*WORK ITEM*: All lines of the entries with "everything" in them must be listed.

** GIVEN RECORDS follows **

PR #1153, opened 2017-09-20
Disconnect LexicalPreservingPrinter and preparation

matozoid:
Hey @ftomassetti - if I store the NodeText directly on the nodes instead of keeping a map inside the printer, I can disconnect the setup from the printing. Somehow all methods turned static now :-)


ftomassetti:
Look awesome: I looked in all the changes and everything seems great. I wonder if it would also reduce memory & elaboration time. Good call!

ftomassetti (approved):

matozoid:
@ftomassetti I think it did improve performance because of a silly thing: `Node` was used as the key of the map, so it got a lot of calls to hashcode and equals, and those visit the node and all of its children :-O - but that could also have been fixed by using the `VisitorMap`.

Issue #1154, opened 2017-09-20
Import methods from Java Symbol Solver's "Type"


matozoid:
These are possible:

```java
    boolean isArray();
    int arrayLevel();
    boolean isPrimitive();
    boolean isNull();
    boolean isReference(); // This is a confusing one...
    boolean isConstraint();
    boolean isReferenceType();
    boolean isVoid();
    boolean isTypeVariable();
    boolean isWildcard();
    ArrayType asArrayType();
    ReferenceType asReferenceType();
    TypeParameterDeclaration asTypeParameter();
    PrimitiveType asPrimitive();
    Wildcard asWildcard();
```
... these I don't know. @ftomassetti ?
```java
    String describe();
    Type replaceTypeVariables(TypeParameterDeclaration tp, Type replaced, Map<TypeParameterDeclaration, Type> inferredTypes);
    Type replaceTypeVariables(TypeParameterDeclaration tp, Type replaced);
    boolean mention(List<TypeParameterDeclaration> typeParameters);
    boolean isAssignableBy(Type other);
    TypeVariable asTypeVariable();
    LambdaConstraintType asConstraintType();
```

Also the question is how much this helps to integrate JSS. Not much I think?

ftomassetti:
Agreed that `isReference` and `isReferenceType` are confusing :)

Maybe we can start looking for a common interface defining a Type and see how to move from there.

The problem is that "resolved types" will have some extra methods (like, get all ancestors). I do not know if the implementation in JP should throw exception for those, or maybe look into the data to see if they find a delegate (from JSS). Something like:

```
List<Type> getAllAncestors() {
   if (data.get(TypeSolver).isPresent()) {
    return data.get(TypeSolver).getAllAncestors();
   }
  throw new IllegalStateException("Symbol resolution not setup");
}
```

Or maybe we could have a Type interface and a SolvedType interface, which would extend Type.

ElvisMachuca:
I have an issue with statement "if (data.get(TypeSolver).isPresent()){ ...}"

Can anyone say if TypeSolver has had an update? --Not Referring to the validity of "TypeNotFound" but rather, the input that is missing....is it harmonic or gaussian, then a single parser for this case, has to make the distintion of its solver.

Rewritten:

List<Type> getAllAncestors() {
   InputTypeStream ts = data.resolve().getInputTypeStream();
   if (data.get(ts.getChannel()).isPresent()) {
    return data.get(ts.getChannel()).getAllAncestors();
[...]

PR #1155, opened 2017-09-20
Generate typecasting code

matozoid:
This generates `isSomeType()` `asSomeType()` and `ifSomeType(Consumer)` methods for most of the type hierarchies of `Node`. `Node` itself is excluded since it would become enormously bloated with methods.

See #1154

### DIFF
--- a/javaparser-core-generators/src/main/java/com/github/javaparser/generator/NodeGenerator.java
+++ b/javaparser-core-generators/src/main/java/com/github/javaparser/generator/NodeGenerator.java
@@ -6,6 +6,7 @@ import com.github.javaparser.ast.body.ClassOrInterfaceDeclaration;
 import com.github.javaparser.metamodel.BaseNodeMetaModel;
 import com.github.javaparser.metamodel.JavaParserMetaModel;
 import com.github.javaparser.utils.Log;
+import com.github.javaparser.utils.Pair;
 import com.github.javaparser.utils.SourceRoot;
 
 import java.io.IOException;
@@ -25,18 +26,23 @@ public abstract class NodeGenerator extends Generator {
     public final void generate() throws Exception {
         Log.info("Running %s", getClass().getSimpleName());
         for (BaseNodeMetaModel nodeMetaModel : JavaParserMetaModel.getNodeMetaModels()) {
-            CompilationUnit nodeCu = sourceRoot.parse(nodeMetaModel.getPackageName(), nodeMetaModel.getTypeName() + ".java");
-            ClassOrInterfaceDeclaration nodeCoid = nodeCu.getClassByName(nodeMetaModel.getTypeName()).orElseThrow(() -> new IOException("Can't find class"));
-            generateNode(nodeMetaModel, nodeCu, nodeCoid);
+            Pair<CompilationUnit, ClassOrInterfaceDeclaration> result = parseNode(nodeMetaModel);
+            generateNode(nodeMetaModel, result.a, result.b);
         }
         after();
     }
 
+    protected Pair<CompilationUnit, ClassOrInterfaceDeclaration> parseNode(BaseNodeMetaModel nodeMetaModel) throws IOException {
+        CompilationUnit nodeCu = sourceRoot.parse(nodeMetaModel.getPackageName(), nodeMetaModel.getTypeName() + ".java");
+        ClassOrInterfaceDeclaration nodeCoid = nodeCu.getClassByName(nodeMetaModel.getTypeName()).orElseThrow(() -> new IOException("Can't find class"));
+        return new Pair<>(nodeCu, nodeCoid);
+    }
+    
     protected void after() throws Exception {
 
     }
 
-    protected abstract void generateNode(BaseNodeMetaModel nodeMetaModel, CompilationUnit nodeCu, ClassOrInterfaceDeclaration nodeCoid);
+    protected abstract void generateNode(BaseNodeMetaModel nodeMetaModel, CompilationUnit nodeCu, ClassOrInterfaceDeclaration nodeCoid) throws Exception;
 
     /**
      * Utility method that looks for a method or constructor with an identical signature as "callable" and replaces it
--- a/javaparser-core/src/main/java/com/github/javaparser/ast/body/BodyDeclaration.java
+++ b/javaparser-core/src/main/java/com/github/javaparser/ast/body/BodyDeclaration.java
@@ -239,78 +239,45 @@ public abstract class BodyDeclaration<T extends BodyDeclaration<?>> extends Node
 
     @Generated("com.github.javaparser.generator.core.node.TypeCastingGenerator")
     public void ifAnnotationDeclaration(Consumer<AnnotationDeclaration> action) {
-        if (isAnnotationDeclaration()) {
-            action.accept(asAnnotationDeclaration());
-        }
     }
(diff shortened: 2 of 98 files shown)


matozoid:
Maybe `Node` should have these methods, but only for direct subclasses to keep things under control.

javaparser-core-generators/src/main/java/com/github/javaparser/generator/NodeGenerator.java
```diff
@@ -25,18 +26,23 @@ protected NodeGenerator(SourceRoot sourceRoot) {
...
+        ClassOrInterfaceDeclaration nodeCoid = nodeCu.getClassByName(nodeMetaModel.getTypeName()).orElseThrow(() -> new IOException("Can't find class"));
+        return new Pair<>(nodeCu, nodeCoid);
+    }
+    
     protected void after() throws Exception {
 
     }
 
-    protected abstract void generateNode(BaseNodeMetaModel nodeMetaModel, CompilationUnit nodeCu, ClassOrInterfaceDeclaration nodeCoid);
+    protected abstract void generateNode(BaseNodeMetaModel nodeMetaModel, CompilationUnit nodeCu, ClassOrInterfaceDeclaration nodeCoid) throws Exception;
```
ftomassetti, line 45: I am not a fan of checked exceptions and they seem to being less used.

javaparser-core/src/main/java/com/github/javaparser/ast/body/BodyDeclaration.java
```diff
@@ -124,4 +125,191 @@ public boolean replace(Node node, Node replacementNode) {
...
     }
+
+    @Generated("com.github.javaparser.generator.core.node.TypeCastingGenerator")
+    public boolean isAnnotationDeclaration() {
+        return false;
+    }
+
+    @Generated("com.github.javaparser.generator.core.node.TypeCastingGenerator")
+    public AnnotationDeclaration asAnnotationDeclaration() {
+        return (AnnotationDeclaration) this;
```
ftomassetti: should this throw an exception?

javaparser-core/src/main/java/com/github/javaparser/ast/body/BodyDeclaration.java
```diff
@@ -124,4 +125,191 @@ public boolean replace(Node node, Node replacementNode) {
...
+    }
+
+    @Generated("com.github.javaparser.generator.core.node.TypeCastingGenerator")
+    public boolean isAnnotationMemberDeclaration() {
+        return false;
+    }
+
+    @Generated("com.github.javaparser.generator.core.node.TypeCastingGenerator")
+    public AnnotationMemberDeclaration asAnnotationMemberDeclaration() {
+        return (AnnotationMemberDeclaration) this;
```
ftomassetti: should this throw an exception? [the same for all the other similar cases]

javaparser-core/src/main/java/com/github/javaparser/ast/comments/Comment.java
```diff
@@ -168,4 +167,45 @@ public boolean replace(Node node, Node replacementNode) {
...
+    }
+
+    @Generated("com.github.javaparser.generator.core.node.TypeCastingGenerator")
+    public JavadocComment asJavadocComment() {
+        return (JavadocComment) this;
+    }
+
+    @Generated("com.github.javaparser.generator.core.node.TypeCastingGenerator")
+    public void ifBlockComment(Consumer<BlockComment> action) {
+        if (isBlockComment()) {
```
ftomassetti: this one could be empty I guess

ftomassetti (commented):
I would expect these methods to be declared at an high level (on Node, Statement or Expression). To be implemented with the default behavior (return false, throw exception, do nothing) and then overriden in specific cases

ftomassetti:
I think these can be useful and in JSS we adopt this style, I have just a few comments on the implementation and I like the use of consumers. I should do the same in JSS

javaparser-core/src/main/java/com/github/javaparser/ast/body/BodyDeclaration.java
matozoid: It will throw a `ClassCastException` when `this` is not an `AnnotationDeclaration`. Is that okay? I saw you were explicitly using a different exception, but I thought `ClassCastException` was perfectly applicable.

javaparser-core/src/main/java/com/github/javaparser/ast/body/BodyDeclaration.java
matozoid: Same comment then :-)

javaparser-core/src/main/java/com/github/javaparser/ast/comments/Comment.java
matozoid: Oh right, that's a nice approach :-)

matozoid:
@ftomassetti I also like the consumers, but I was also wondering if this is the best functional approach. Just thought that `asXyz()` could be implemented with an `Optional` : `Optional<IfStmt> asIfStmt()` so you could do `abc.asIfStmt.map(i -> .....)`. It would also stop throwing exceptions... What do you think?

javaparser-core/src/main/java/com/github/javaparser/ast/body/BodyDeclaration.java
ftomassetti: I think ClassCastException would be acceptable, however I think the code could be slightly surprising: a causal reader could wonder why we try to cast if we are sure the cast is going to fail. We could make it explicit that this method will always fail

ftomassetti:
I like the current proposal, your alternative with Optional is also valid but I find the current one more obvious

javaparser-core-generators/src/main/java/com/github/javaparser/generator/NodeGenerator.java
matozoid: It's an easy way to say "whatever, all these exceptions stop the generator" so it practically turns checked exceptions into runtime ones ;-)

javaparser-core/src/main/java/com/github/javaparser/ast/body/BodyDeclaration.java
matozoid: Would you accept...
- base method only throws an `IllegalStateException` (because we *do* support this operation, but not in this specific state)
- specific node returns `this`.

So more or less what you have but another exception?

matozoid: Latest commit does that ^^^^

javaparser-core/src/main/java/com/github/javaparser/ast/comments/Comment.java
matozoid: Also implemented

javaparser-core/src/main/java/com/github/javaparser/ast/body/BodyDeclaration.java
ftomassetti: Yes, that would be great

ftomassetti:
Looks good to me

matozoid:
Well, I doubt anybody else is going to add a comment, so here it goes.

PR #1167, opened 2017-09-26
Widen the statement you can parse with parseStatement

### LINKED ISSUE #1166: Invoking super constructor
Invoking the `super` constructor is not accepted, like so: 
```
constructorDeclaration.createBody()
                .addStatement("super();")
```
It will result in a `ParseProblemException`, because it expects that the `(` would be a `.` or `::`.

For now I can use a workaround, using `new ExplicitConstructorInvocationStmt()` and attach to the block statement

matozoid:
Fixes #1166


matozoid:
Not much going on here, just expanded the manual statement parsing rule to also include explicit constructor invocations :-)

PR #1169, opened 2017-09-27
Issue 1154 - Bridging JP & JSS

ftomassetti:
This thing snowballed... basically I brought declarations & types interfaces from JSS.

We have the concept of "ResolvedDeclarations" and "ResolvedTypes". ResolvedDeclarations can be obtained by JP declarations or by class files or through reflection.

How do we get a ResolvedDeclaration from a JP Declaration? Calling the resolve method. This resolve method will look into the data map of the node for a SymbolResolver which will do the mapping. 

Similarly we have ResolvedTypes, which have more features. They can also be obtained from JP type in the same way (calling the resolve method).

It is larger than expected but it compiles at least and it would probably be more obvious to use. Also, it would remove some names confusion (basically JSS stuff is prefixed with "Resolved").

What do you guys think?


javaparser-core/src/main/java/com/github/javaparser/ast/type/ClassOrInterfaceType.java
```diff
@@ -55,7 +58,8 @@
  *
  * @author Julio Vilmar Gesser
  */
-public final class ClassOrInterfaceType extends ReferenceType implements NodeWithSimpleName<ClassOrInterfaceType>, NodeWithAnnotations<ClassOrInterfaceType>, NodeWithTypeArguments<ClassOrInterfaceType> {
+public final class ClassOrInterfaceType extends ReferenceType<ResolvedReferenceType> implements NodeWithSimpleName<ClassOrInterfaceType>,
+        NodeWithAnnotations<ClassOrInterfaceType>, NodeWithTypeArguments<ClassOrInterfaceType> {
```
matozoid: Looks like the diff will be smaller if you run the code generator script.

javaparser-core/src/main/java/com/github/javaparser/ast/type/ClassOrInterfaceType.java
```diff
@@ -55,7 +58,8 @@
  *
  * @author Julio Vilmar Gesser
  */
-public final class ClassOrInterfaceType extends ReferenceType implements NodeWithSimpleName<ClassOrInterfaceType>, NodeWithAnnotations<ClassOrInterfaceType>, NodeWithTypeArguments<ClassOrInterfaceType> {
+public final class ClassOrInterfaceType extends ReferenceType<ResolvedReferenceType> implements NodeWithSimpleName<ClassOrInterfaceType>,
```
matozoid: We're trying to get rid of the `<?>` stuff on nodes, I think this will reintroduce one :-(

javaparser-core/src/main/java/com/github/javaparser/ast/type/Type.java
```diff
@@ -288,4 +292,19 @@ public void ifVoidType(Consumer<VoidType> action) {
...
+        if (symbolResolver == null) {
+            throw new IllegalStateException("Symbol resolution not configured");
+        }
+        return symbolResolver;
+    }
+
+    private static final DataKey<SymbolResolver> SYMBOL_RESOLVER_KEY = new DataKey<SymbolResolver>() {
+        @Override
+        public int hashCode() {
+            return super.hashCode();
```
matozoid: Huh? :-D

javaparser-core/src/main/java/com/github/javaparser/resolution/declarations/AccessLevel.java
```diff
@@ -0,0 +1,27 @@
...
+ * See the License for the specific language governing permissions and
+ * limitations under the License.
+ */
+
+package com.github.javaparser.resolution.declarations;
+
+/**
+ * @author Federico Tomassetti
+ */
+public enum AccessLevel {
```
matozoid: Didn't we have this one already?

ftomassetti: Probably, as a first step I just imported stuff from JSS, renamed things and made it compile, now it is time for polishing and removing duplication

javaparser-core/src/main/java/com/github/javaparser/resolution/types/ResolvedUnionType.java
```diff
@@ -0,0 +1,48 @@
...
+ * A union type is defined in java as list of types separates by pipes.
+ *
+ * @author Federico Tomassetti
+ */
+public class ResolvedUnionType implements ResolvedType {
+    private List<ResolvedType> elements;
+
+    public ResolvedUnionType(Collection<ResolvedType> elements) {
+        if (elements.size() < 2) {
+            throw new IllegalArgumentException("An union type should have at least two elements. This has " + elements.size());
```
matozoid, line 40: Oh, I need that one too: https://github.com/javaparser/javaparser/issues/1170

javaparser-core/src/main/java/com/github/javaparser/resolution/declarations/AccessLevel.java
ftomassetti: Just removed and renamed the related interface `HasAccessLevel` to `HasAccessSpecifier`

javaparser-core/src/main/java/com/github/javaparser/ast/type/Type.java
ftomassetti: Removed :D

javaparser-testing/src/test/java/com/github/javaparser/ast/type/TypeTest.java
```diff
@@ -53,7 +53,7 @@ public void arrayType() {
         assertTrue(type.isArrayType());
         ArrayType arrayType = type.asArrayType();
         final ArrayType[] s = new ArrayType[1];
-        type.ifArrayType(t -> s[0] = t);
+        type.ifArrayType(t -> s[0] = (ArrayType)t);
```
matozoid: Huh? The point is that a cast isn't necessary

matozoid:
I think it's great :-)

How about storing the resolved type in the data field too? Or do we run into the known memory overflows then?

javaparser-core/src/main/java/com/github/javaparser/ast/type/ClassOrInterfaceType.java
matozoid: Oh, if you need help with this, I have some strategies.

javaparser-testing/src/test/java/com/github/javaparser/ast/type/TypeTest.java
ftomassetti: Yes, but I could not convince the compiler that was the case... it kept telling me it was an Object, so I just made it happy to move forward this thing and get initial feedback, just in case we figured out immediately I was going in the wrong direction

matozoid: Hmmmm, that needs an issue, although I don't know how to reproduce it.

javaparser-core/src/main/java/com/github/javaparser/ast/type/ClassOrInterfaceType.java
ftomassetti: I am all ears :D

javaparser-testing/src/test/java/com/github/javaparser/ast/type/TypeTest.java
ftomassetti: If you remove it and it does compile it for you then it has probably something to do with my checkout (even if I have no idea what it could be)

ftomassetti:
We have all sort of caching and at the same time I would love to support the possibility of performing changes in the code and have the symbols to be re-resolved automatically. Probably we need to pick one of these two directions... or find some consistent approach anyway

javaparser-testing/src/test/java/com/github/javaparser/ast/type/TypeTest.java
matozoid: Yeah, I don't check in broken code ;-) Also, Travis is completely fine with it, and since it is a test I would prefer if you don't change it :-)

ftomassetti: I removed the hack and it is failing also on the server. Really strange...

ftomassetti: This works:
```
arrayType.ifArrayType(t -> s[0] = t);
```

but this does not:
```
type.ifArrayType(t -> s[0] = t);
```

However both versions of ifArrayType have the same signature...

matozoid:
About (ArrayType) - I have exactly the same Java version as Travis. I'm baffled.

javaparser-testing/src/test/java/com/github/javaparser/ast/type/TypeTest.java
ftomassetti: This also works:
```
        Consumer<ArrayType> c = t -> s[0] = t;
        type.ifArrayType(c);
```

ftomassetti: Oh my...

This works:
```
    @Test
    public void arrayType() {
        Type<?> type = parseType("int[]");
        assertTrue(type.isArrayType());
        ArrayType arrayType = type.asArrayType();
        final ArrayType[] s = new ArrayType[1];
        type.ifArrayType(t -> s[0] = t);
        assertNotNull(s[0]);
    }
```

This does not:
```
    @Test
    public void arrayType() {
        Type type = parseType("int[]");
        assertTrue(type.isArrayType());
        ArrayType arrayType = type.asArrayType();
        final ArrayType[] s = new ArrayType[1];
        type.ifArrayType(t -> s[0] = t);
        assertNotNull(s[0]);
    }
```

`Type` != `Type<?>`...

ftomassetti:
Fixing the ArrayType issue by making Type NOT parametric: two birds with one stone

matozoid:
@ftomassetti I noticed `UnknownType` is not resolvable - but that's the type of a lambda parameter! That should get resolved with type inference, shouldn't it?

matozoid:
Am I understanding right that the solver gets linked to each and every node? Or only types? It's not really something that belongs to a specific node, so I'm unsure this is the right approach.

matozoid:
I was going to solve the type parameter problem for `Type`, but I see you already got it :-)

ftomassetti:
About unknown type, you are right

ftomassetti:
About the solver, every node on which we can invoke "solve" should be able to get the solver in some way. Maybe we can just store it in the root node or somewhere else where every node that needs it can find it

matozoid:
Uhuh, I've been trying to solve the problem where a node needs some kind of global setting before. Never found a good solution. Storing it in the `CompilationUnit` may be our best bet.

ftomassetti:
In the meantime I am also experimenting on the JSS side, by removing the classes ported to JP in this patch and adapt as needed. It is taking some effort

matozoid:
Here, I got you a `findCompilationUnit` method to get to the place to store stuff quickly :-)

How are you planning to set it initially though?

ftomassetti:
Ok, all the necessary conversions have been done in JSS (branch jpsmoothing) so that it now all tests are passing now.

On the JP side I think we need to add those solved methods to extract the information from the SymbolSolver. However JP will not know anything about how the SymbolSolver is built and injected. This implementation will stay in JSS. Maybe in JSS we could expose a facade that call JavaParser and then inject also the solver before returning the AST.

ftomassetti:
I think this will need a few iterations to complete the API. We should probably revise and merge this, implement necessary support in JSS (what is in branch jpsmoothing + code to inject the SymbolSolver), and then comes back here and complete the API, for example to calculate the type of expressions.

ftomassetti:
Examples on tests in JSS using the new API:
```java
    @Test
    public void resolveMethodDeclaration() throws ParseException {
        TypeSolver typeSolver = new ReflectionTypeSolver();

        CompilationUnit cu = parseSample("SymbolResolverExample");
        new JavaSymbolSolver(typeSolver).inject(cu);

        MethodDeclaration methodDeclaration = cu.getClassByName("A").get().getMethods().get(0);
        ResolvedMethodDeclaration resolvedMethodDeclaration = methodDeclaration.resolve();
        assertEquals("foo", resolvedMethodDeclaration.getName());
        assertEquals("A[]", resolvedMethodDeclaration.getReturnType().describe());
        assertEquals("java.lang.String[]", resolvedMethodDeclaration.getParam(0).getType().describe());
        assertEquals("int[]", resolvedMethodDeclaration.getParam(1).getType().describe());
    }

    @Test
    public void resolveArrayType() throws ParseException {
        TypeSolver typeSolver = new ReflectionTypeSolver();

        CompilationUnit cu = parseSample("SymbolResolverExample");
        new JavaSymbolSolver(typeSolver).inject(cu);

        MethodDeclaration methodDeclaration = cu.getClassByName("A").get().getMethods().get(0);
        ResolvedType resolvedType = methodDeclaration.getType().resolve();
        assertEquals("A[]", resolvedType.describe());
    }
```

matozoid:
Looks cool :-) I'll pull it and go through it later this week.

ftomassetti:
Great! I will then merge & tests things on the JSS side and then come back with more methods to add to the API, all backed by the `getSymbolSolver()` method

matozoid:
I think this one could use a link to something that describes how to set up stuff: `throw new IllegalStateException("Symbol resolution not configured");`

ftomassetti:
Yes, most definitely

matozoid:
What do you think about adding an option to `ParseConfiguration` so that `JavaParser` will add a specific `TypeSolver` to everything it parses?

ftomassetti:
Yes, it makes a lot of sense

PR #1174, opened 2017-09-27
Work with jdk9

### LINKED ISSUE #1172: Ensure compile with JDK 9
We should check if Travis supports it already

matozoid:
Fixes #1172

** End of GIVEN RECORDS **

*THE ANSWER*:
Look awesome: I looked in all the changes and everything seems great. I wonder if it would also reduce memory & elaboration time. Good call!
What do you think about adding an option to `ParseConfiguration` so that `JavaParser` will add a specific `TypeSolver` to everything it parses?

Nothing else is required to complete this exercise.